**Data to process:**
PR #4551, opened 2017-09-26
CMake: Pull some changes from solidity

chfast:
In contains https://github.com/ethereum/solidity/pull/2946 changes.

### DIFF
--- a/cmake/EthCcache.cmake
+++ b/cmake/EthCcache.cmake
@@ -3,13 +3,13 @@
 # The ccache is auto-enabled if the tool is found.
 # To disable set -DCCACHE=OFF option.
 if(NOT DEFINED CMAKE_CXX_COMPILER_LAUNCHER)
-    find_program(CCACHE ccache DOC "ccache tool path; set to OFF to disable")
-    if(CCACHE)
-        set(CMAKE_CXX_COMPILER_LAUNCHER ${CCACHE})
-        if(COMMAND cotire)
-            # Change ccache config to meet cotire requirements.
-            set(ENV{CCACHE_SLOPPINESS} pch_defines,time_macros)
-        endif()
-        message(STATUS "[ccache] Enabled: ${CCACHE}")
+  find_program(CCACHE ccache DOC "ccache tool path; set to OFF to disable")
+  if(CCACHE)
+    set(CMAKE_CXX_COMPILER_LAUNCHER ${CCACHE})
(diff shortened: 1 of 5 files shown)


cmake/EthCcache.cmake
```diff
@@ -3,13 +3,13 @@
...
 if(NOT DEFINED CMAKE_CXX_COMPILER_LAUNCHER)
-    find_program(CCACHE ccache DOC "ccache tool path; set to OFF to disable")
-    if(CCACHE)
-        set(CMAKE_CXX_COMPILER_LAUNCHER ${CCACHE})
-        if(COMMAND cotire)
-            # Change ccache config to meet cotire requirements.
-            set(ENV{CCACHE_SLOPPINESS} pch_defines,time_macros)
-        endif()
-        message(STATUS "[ccache] Enabled: ${CCACHE}")
+  find_program(CCACHE ccache DOC "ccache tool path; set to OFF to disable")
```
axic: There whitespace only changes.

cmake/EthCompilerSettings.cmake
```diff
@@ -41,75 +50,23 @@ if (("${CMAKE_CXX_COMPILER_ID}" MATCHES "GNU") OR ("${CMAKE_CXX_COMPILER_ID}" MA
...
-		endif()
-
-		# Some Linux-specific Clang settings.  We don't want these for OS X.
-		if ("${CMAKE_SYSTEM_NAME}" MATCHES "Linux")
-
-			# Tell Boost that we're using Clang's libc++.   Not sure exactly why we need to do.
-			add_definitions(-DBOOST_ASIO_HAS_CLANG_LIBCXX)
-
-			# Use fancy colors in the compiler diagnostics
-			add_compile_options(-fcolor-diagnostics)
```
axic: Color output and `BOOST_ASIO_HAS_CLANG_LIBCXX` is removed for the linux case.

chfast: None of them are relevant any more.
1. We actually are using libstdc++ not libc++ on Linux.
2. Clang is using colors in terminal by default. That was for some old version.

cmake/EthCcache.cmake
chfast: Yes. This was accepted this way in solidity. I want this file to be identical to the one from solidity.

Using indenting of 2 spaces (as suggested by Hunter) was probably a mistake...

PR #4553, opened 2017-09-26
Get x_work when changing m_state

### LINKED ISSUE #4552: A deadlock was observed in "kademlia" test
https://travis-ci.org/ethereum/cpp-ethereum/jobs/279673618 timeouts with

```
Test Case "kademlia": 
.
.
.
.
.
```

pirapira:
Fixes #4552 

This fixes the deadlock in "kademlia" test.  The problem happned when the worker thread runs so quickly that when the main thread starts waiting for `m_state` change, the thread has already finished working.  This resulted in the main thread waiting forever for `m_state` to become `Started`.

### DIFF
--- a/libdevcore/Worker.cpp
+++ b/libdevcore/Worker.cpp
@@ -48,9 +48,13 @@ void Worker::startWorking()
 			while (m_state != WorkerState::Killing)
 			{
 				WorkerState ex = WorkerState::Starting;
-				bool ok = m_state.compare_exchange_strong(ex, WorkerState::Started);
+				{
+					// When somebody waits for this change on m_state, they'll give me the lock saying 'm_state_notifier.wait(l)'
+					Guard l(x_work);
+					bool ok = m_state.compare_exchange_strong(ex, WorkerState::Started);
+					(void)ok;
+				}
 //				cnote << "Trying to set Started: Thread was" << (unsigned)ex << "; " << ok;
-				(void)ok;
 				m_state_notifier.notify_all();
 
 				try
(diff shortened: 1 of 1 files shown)


pirapira:
I was confused about assignees and reviewers on this PR, it seems.

gumb0:
I've got the notification anyway

libdevcore/Worker.cpp
```diff
@@ -48,9 +48,13 @@ void Worker::startWorking()
 			while (m_state != WorkerState::Killing)
 			{
 				WorkerState ex = WorkerState::Starting;
-				bool ok = m_state.compare_exchange_strong(ex, WorkerState::Started);
+				{
+					// When somebody waits for this change on m_state, they'll give me the lock saying 'm_state_notifier.wait(l)'
+					Guard l(x_work);
```
gumb0: Let's use `std::unique_lock`, because it's used in other places of this class

libdevcore/Worker.cpp
```diff
@@ -48,9 +48,13 @@ void Worker::startWorking()
...
+					bool ok = m_state.compare_exchange_strong(ex, WorkerState::Started);
```
gumb0: I think we can just ignore the returned value instead of `(void)ok;`, no?

libdevcore/Worker.cpp
```diff
@@ -48,9 +48,13 @@ void Worker::startWorking()
 			while (m_state != WorkerState::Killing)
 			{
 				WorkerState ex = WorkerState::Starting;
-				bool ok = m_state.compare_exchange_strong(ex, WorkerState::Started);
+				{
+					// When somebody waits for this change on m_state, they'll give me the lock saying 'm_state_notifier.wait(l)'
```
gumb0: I'd just say that it's condition_variable-related mutex, maybe it's clearer...

libdevcore/Worker.cpp
pirapira: Should be the same thing.  Probably it's just fine to `m_state = Started;`.

libdevcore/Worker.cpp
pirapira: OK.

pirapira:
I rebased and took @gumb0's suggestions.

PR #4557, opened 2017-09-27
thread safe metric initialization

gcolvin:
Attempted fix of potential race condition initializing metrics structure.  Since no known failure has been observed it's probably not testable, so please review the two lines carefully.

### DIFF
--- a/libevm/VMOpt.cpp
+++ b/libevm/VMOpt.cpp
@@ -35,9 +35,8 @@ void VM::reportStackUse()
 std::array<InstructionMetric, 256> VM::c_metrics;
 void VM::initMetrics()
 {
-	// initialization of statics is thread safe, so exchange() will return false only once
-	static std::atomic<bool> done(false);
-	if (!done.exchange(true))
+	static bool done =
+	[]()
 	{
 		for (unsigned i = 0; i < 256; ++i)
 		{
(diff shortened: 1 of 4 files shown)


libevm/VMOpt.cpp
```diff
@@ -35,9 +35,9 @@ void VM::reportStackUse()
 std::array<InstructionMetric, 256> VM::c_metrics;
 void VM::initMetrics()
 {
-	// FIXME: This is not thread safe.
-	static bool done=false;
-	if (!done)
+	// initialization of statics is thread safe, so exchange() will return false only once
+	static std::atomic<bool> done(false);
+	if (!done.exchange(true))
```
chfast: I think this is worse now. If the first still writes to c_metrics the second will see that the flag is true, will skip the initialization part and use c_metrics partly initialized.

To do it in "easy" C++11 way, you can put all initialization into a lambada returning true, and assign this lambda invocation to a `static bool initialized` variable. C++11 guarantees thread-safe static initialization.

See this example: https://github.com/ethereum/cpp-ethereum/blob/develop/libdevcrypto/LibSnark.cpp#L40-L47

Looks hackish, but this allows the compiler to choose the best synchronization option available.

gcolvin: You are right, thanks. I wrote it with the lambda first (which is really cool and requires no library help) but then worried whether everything going into the initialization was itself statically initialized.  So I did something worse.  Chasing back the instructionInfo() function I see no problem, so I'll go back to my first approach.

gcolvin: Digging a little deeper I'm trying to clean up the unnecessarily cluttered initialization code.

gcolvin:
@chfast I think this ready.

PR #4564, opened 2017-09-27
Lighter headers

pirapira:
Mostly removing unused functions.

In `libethereum/BlockQueue.h`, a template variable `T` was used for closures, but I replaced it with some `std::function`.


libdevcore/concurrent_queue.h
```diff
@@ -1,60 +0,0 @@
...
-
-namespace dev
-{
-
-/// Concurrent queue.
-/// You can push and pop elements to/from the queue. Pop will block until the queue is not empty.
-/// The default backend (_QueueT) is std::queue. It can be changed to any type that has
-/// proper push(), pop(), empty() and front() methods.
-template<typename _T, typename _QueueT = std::queue<_T>>
-class concurrent_queue
```
chfast: This is not used anywhere?

pirapira: Never even included.

chfast: Sad to see it going away :(

chfast: This is needed by SmartVM.

PR #4566, opened 2017-09-28
[wip] Move libethcore/Transaction to libethcore/TransactionBase

pirapira:
because it's about class TransactionBase, not Transaction. There is also libethereum/Transaction.h


pirapira:
I also noticed a local variable that is never read.

libethcore/TransactionBase.cpp
```diff
@@ -46,28 +46,27 @@ TransactionBase::TransactionBase(TransactionSkeleton const& _ts, Secret const& _
 
 TransactionBase::TransactionBase(bytesConstRef _rlpData, CheckTransaction _checkSig)
 {
-	int field = 0;
-	RLP rlp(_rlpData);
+	RLP const rlp(_rlpData);
```
gumb0: `RLP` class is immutable, so usually I don't bother declaring it const

pirapira: I see.  I didn't know that.

chfast:
I'm not sure I didn't also want to merge Transaction from libethereum with this one. Or other way around.

pirapira:
I'll merge to `libethereum/Transaction.h`.

pirapira:
Merging them involves a big operation.  Either
* move `libethereum/Interaface` to `libethcore` or
* move `libethcore/SealEngine` to `libethereum` is necessary.

PR #4568, opened 2017-09-29
[WIP] tests on threads

winsvega:
an attempt to run test execution on threads

looks like json spirit is not thread safe.
getting weird errors from it.

https://bugs.launchpad.net/ubuntu/+source/json-spirit/+bug/1416679

### DIFF
--- a/eth/MinerAux.h
+++ b/eth/MinerAux.h
@@ -111,7 +111,7 @@ public:
 			catch (...)
 			{
 				cerr << "Bad " << arg << " option: " << argv[i] << endl;
-				BOOST_THROW_EXCEPTION(BadArgument());
+				ETH_THROW_EXCEPTION(BadArgument());
 			}
 		else if (arg == "--benchmark-trial" && i + 1 < argc)
 			try {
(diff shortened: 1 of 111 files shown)


winsvega:
ok. json spirit could be compiled with thread safe.
but it seems like boost is the issue:

http://www.boost.org/doc/libs/1_57_0/libs/test/doc/html/open-issues.html
https://stackoverflow.com/questions/26488051/can-boost-unit-testing-be-multithreaded

chfast:
@winsvega Wrapping all `throw`s with a mutex lock is no-go. We better replace Boost.Test with something else that is thread-safe than trying to workaround it.

winsvega:
I was just curious to see if it solves the problem. it didn't

however we have some tests which rely on ETH_CHECK
those ctest  Client.Base tests are using ETH_CHECK and working.

Maybe it is good to wrap CHECKS afterall? we could then switch from boost check to something changing only one file.

chfast:
@winsvega yes, I don't see a problem with wrapping BOOST_CHECK if we need it.
Personally, I'd use name `CHECK` instead of `ETH_CHECK`. I don't think we need to prefix macros. We are not building general purpose library.

winsvega:
lets keep this branch in case we ever decide to switch from boost. 
for now I guess I will use ctest to run tests on threads.

winsvega:
implemented in retesteth

PR #4569, opened 2017-10-02
Shift opcodes

gcolvin:
SHL and SHR are well tested by test/unittests/performance/rc5.sol.  SAR is only lightly tested.
The `#define EIP_145 true` in VMConfig.h will need to be turned off once all tests pass here.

**What is needed:** Go back to the listing above. Copy word for word the lines from the one with "Looks hackish, but" through the one with "chfast: Sad to", and nothing more.

**Answer area:**
Looks hackish, but this allows the compiler to choose the best synchronization option available.

gcolvin: You are right, thanks. I wrote it with the lambda first (which is really cool and requires no library help) but then worried whether everything going into the initialization was itself statically initialized.  So I did something worse.  Chasing back the instructionInfo() function I see no problem, so I'll go back to my first approach.

gcolvin: Digging a little deeper I'm trying to clean up the unnecessarily cluttered initialization code.

gcolvin:
@chfast I think this ready.

PR #4564, opened 2017-09-27
Lighter headers

pirapira:
Mostly removing unused functions.

In `libethereum/BlockQueue.h`, a template variable `T` was used for closures, but I replaced it with some `std::function`.


libdevcore/concurrent_queue.h
```diff
@@ -1,60 +0,0 @@
...
-
-namespace dev
-{
-
-/// Concurrent queue.
-/// You can push and pop elements to/from the queue. Pop will block until the queue is not empty.
-/// The default backend (_QueueT) is std::queue. It can be changed to any type that has
-/// proper push(), pop(), empty() and front() methods.
-template<typename _T, typename _QueueT = std::queue<_T>>
-class concurrent_queue
```
chfast: This is not used anywhere?

pirapira: Never even included.

chfast: Sad to see it going away :(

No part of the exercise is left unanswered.